◆ AIM OF THE EXERCISE ◆
Search the records for the string "will", then copy each line that has it.

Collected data

○ ○ ○ ○ ○ ○ ○

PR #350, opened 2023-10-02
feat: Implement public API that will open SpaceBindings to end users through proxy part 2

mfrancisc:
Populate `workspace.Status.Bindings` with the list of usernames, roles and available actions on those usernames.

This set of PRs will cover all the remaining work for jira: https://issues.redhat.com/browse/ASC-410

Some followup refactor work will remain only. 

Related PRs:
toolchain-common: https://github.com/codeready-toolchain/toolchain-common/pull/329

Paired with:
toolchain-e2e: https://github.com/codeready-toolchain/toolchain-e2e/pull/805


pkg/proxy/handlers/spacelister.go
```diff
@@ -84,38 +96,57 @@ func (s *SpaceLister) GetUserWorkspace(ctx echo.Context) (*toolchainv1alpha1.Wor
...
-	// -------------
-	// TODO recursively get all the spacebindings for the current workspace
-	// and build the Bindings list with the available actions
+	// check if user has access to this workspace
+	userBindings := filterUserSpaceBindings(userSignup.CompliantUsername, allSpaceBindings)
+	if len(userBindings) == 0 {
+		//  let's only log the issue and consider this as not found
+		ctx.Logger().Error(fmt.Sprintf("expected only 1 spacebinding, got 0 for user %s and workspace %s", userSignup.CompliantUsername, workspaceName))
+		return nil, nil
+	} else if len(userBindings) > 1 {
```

○ ○ ○ ○ ○ ○ ○

◆ RESPONSE BELOW ◆
feat: Implement public API that will open SpaceBindings to end users through proxy part 2
This set of PRs will cover all the remaining work for jira: https://issues.redhat.com/browse/ASC-410
Some followup refactor work will remain only. 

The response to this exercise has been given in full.